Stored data
PR #470, opened 2026-07-08
Fix #469: null-proto index maps so "constructor" keys can't hit Object.prototype

lantisprime:
Closes #469.

## Bug

Index maps keyed by episode-derived strings (tokens, tags, category names, stats tallies) were plain `{}` objects. A key colliding with an `Object.prototype` property name — `constructor` is the only one that survives the `[^a-z0-9]+` tokenizer — resolved to the inherited `Object` function instead of `undefined`.

Confirmed failures (all reproduced at runtime, not traced):
- `em-store` / `em-revise`: crash on storing/revising any episode whose text contains the word `constructor` (the issue's live global-store edge)
- `em-rebuild-index`: crash on any store containing the token, plus the literal unknown-category key path
- `em-search --tag constructor`: "not iterable" crash
- `em-move`: **partial move** — episode+index moved, destination `tags.json` update crashed (codex round-1 repro)
- `em-restore`: crash mid-apply restoring a backup containing the tag (codex round-1 repro)
- `em-seed-patterns`: silent misroute — inherited `Object.prototype.constructor` read as "already seeded" (`seeded:0, skipped:1`), and crash flushing the tag (codex round-1 repro)
- `em-stats` / drift tallies: garbage string counters (corruption, not crash)

## Fix

One idiom everywhere: fresh maps are `Object.create(null)`; `JSON.parse`-loaded maps are rehydrated via the new `nullProtoIndex()` helper in `scripts/lib/relevance.mjs` (loaders + all incremental updaters). `em-prune`'s local loader and the `parseFrontmatter`/redact-clone maps are untouched — they are `Object.keys`-walked or assignment-only, which never sees inherited properties (verified by codex sweep, round 2).

## Tests (Rule 15)

`tests/test-prototype-key-collision.mjs` — 12 runtime probes on isolated fixture stores: store/search(tag+query)/revise/rebuild/stats/move/seed with `constructor` as token, tag, `pattern_id`, and hand-authored category, plus the isolated-mechanism units. Negative control: the suite's scenario run against the pre-fix scripts reproduces `TypeError: index[tok].includes is not a function` at `relevance.mjs:267`.

Wired into CI (`plan-marker-validate.yml`), along with `test-recall-v2.mjs` which was previously not run by any workflow — that gap is why no CI fixture ever contained the colliding token.

## Second opinion

Codex (harness, provider codex): round 1 HOLD — F1 found the `em-move`/`em-restore`/`em-seed-patterns` writers my sweep missed, each with a runtime repro. ACCEPTED and fixed in the round-2 commit. Round 2 ACCEPT — codex reran its own round-1 repros clean and confirmed no remaining unsafe inverted-index/tally writers on episode-derived keys. Replies: `.review-store/replies/20260708-021416-a8f576a0dbef.body.md`, `.review-store/replies/20260708-022553-4d9de2c2bd4e.body.md`.

## Post-merge deploy note

Global scripts at `~/.episodic-memory/scripts/` currently carry the bug (deployed from pre-fix main). After merge: redeploy via `install.mjs`, then `em-rebuild-index --scope all` should succeed on the global store that crashes today.

### DIFF
--- a/.github/workflows/plan-marker-validate.yml
+++ b/.github/workflows/plan-marker-validate.yml
@@ -192,6 +192,12 @@ jobs:
       - name: Run RFC-009 P1a categories.json global-deploy mock E2E
         run: node tests/test-install-categories.mjs
 
+      - name: Run issue #469 prototype-key-collision regression tests
+        run: node tests/test-prototype-key-collision.mjs
+
+      - name: Run recall-v2 token-index suite (tokens.json write/read parity)
+        run: node tests/test-recall-v2.mjs
+
   p12-invariant-gate:
     # RFC-008 P4d S8 (REQ-10 / REQ-11): the three Principle-12 invariants as ONE
     # separately-named REQUIRED check. Membership is defined in code
--- a/scripts/em-move.mjs
+++ b/scripts/em-move.mjs
@@ -43,7 +43,7 @@ import crypto from 'crypto'
 import { execFileSync } from 'child_process'
 import { fileURLToPath } from 'url'
 import { resolveLocalDir } from './lib/local-dir.mjs'
-import { normalizeTags, episodeTokens, updateTokensIndex } from './lib/relevance.mjs'
+import { normalizeTags, episodeTokens, updateTokensIndex, nullProtoIndex } from './lib/relevance.mjs'
 import { canonicalCategory } from './lib/categories.mjs'
 
 const GLOBAL_DIR = path.join(os.homedir(), '.episodic-memory')
@@ -131,8 +131,10 @@ function removeFromInverted(dataDir, fileName, id, warnings, pretty) {
 function addToInverted(dataDir, fileName, id, keys, pretty) {
   if (keys.length === 0) return
   const p = path.join(dataDir, fileName)
-  let idx = {}
-  try { idx = JSON.parse(fs.readFileSync(p, 'utf8')) } catch {}
+  // Null-proto: a tag/category key named "constructor" must not resolve to
+  // Object.prototype (issue #469)
+  let idx = Object.create(null)
+  try { idx = nullProtoIndex(JSON.parse(fs.readFileSync(p, 'utf8'))) } catch {}
   for (const key of keys) {
     if (!idx[key]) idx[key] = []
     if (!idx[key].includes(id)) idx[key].push(id)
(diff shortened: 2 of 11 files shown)


lantiscooperdev (commented):
Substantive review (bot account, Rule 17 — comment only; user approval remains the gate).

**Scope**: commits 59d4270 + 4de8404 against issue #469 — prototype-key collision in index maps.

**Mechanism check**: the fix is the correct minimal class fix. `Object.create(null)` for fresh maps and `nullProtoIndex()` rehydration after every `JSON.parse` remove the entire `Object.prototype` lookup surface, rather than special-casing the `constructor` key. The existing truthiness guards (`if (!index[k])`, `||=`) become sound once the prototype is null, so the diff stays idiom-preserving and small.

**Class completeness**: verified by two independent sweeps (author grep + codex adversarial round 1). Round 1 caught three writers the first sweep missed (`em-move` addToInverted — partial-move data-loss path; `em-restore` tags/category merge; `em-seed-patterns` seeded-check silent misroute + flush crash); all fixed in 4de8404 with the same idiom. Remaining plain `{}` maps on episode-derived keys are assignment-only field bags or `Object.keys`-walked (safe — inherited props are never own-enumerable), confirmed in codex round 2.

**Evidence quality**: all failure claims are runtime-reproduced, not traced. Negative control demonstrates the exact pre-fix crash (`TypeError: index[tok].includes is not a function`, relevance.mjs:267 via em-store.mjs:214). FP control: a legitimately-stored own `constructor` key round-trips store → rebuild → search. JSON byte-compat of null-proto maps vs plain maps verified (`same:true`, codex round 1).

**Tests/CI**: regression suite covers write path, read path, rebuild, stats, move, and seeding, and is wired into `plan-marker-validate.yml` (runs on every PR, no path filter). Wiring the previously-orphaned `test-recall-v2.mjs` into CI closes the exact gap that let this ship: the tokens.json suite existed but never ran.

**Residual risk**: low. The deployed global scripts still carry the bug until post-merge redeploy; the PR body documents the redeploy step. Second-level nesting is a non-issue today (all persisted index values are arrays, verified), but any future nested-map index format must apply `nullProtoIndex` per level — worth remembering if tokens.json ever gains structure.

Verdict: no blocking findings from this review. Codex second-opinion round 2: ACCEPT.

lantiscooperdev (approved):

### Problem to work on
Could you restate word for word the lines above, from the one that contains "codex round 1)." through the one that contains "but never ran.", and no others?

### Written response
**Evidence quality**: all failure claims are runtime-reproduced, not traced. Negative control demonstrates the exact pre-fix crash (`TypeError: index[tok].includes is not a function`, relevance.mjs:267 via em-store.mjs:214). FP control: a legitimately-stored own `constructor` key round-trips store → rebuild → search. JSON byte-compat of null-proto maps vs plain maps verified (`same:true`, codex round 1).

**Tests/CI**: regression suite covers write path, read path, rebuild, stats, move, and seeding, and is wired into `plan-marker-validate.yml` (runs on every PR, no path filter). Wiring the previously-orphaned `test-recall-v2.mjs` into CI closes the exact gap that let this ship: the tokens.json suite existed but never ran.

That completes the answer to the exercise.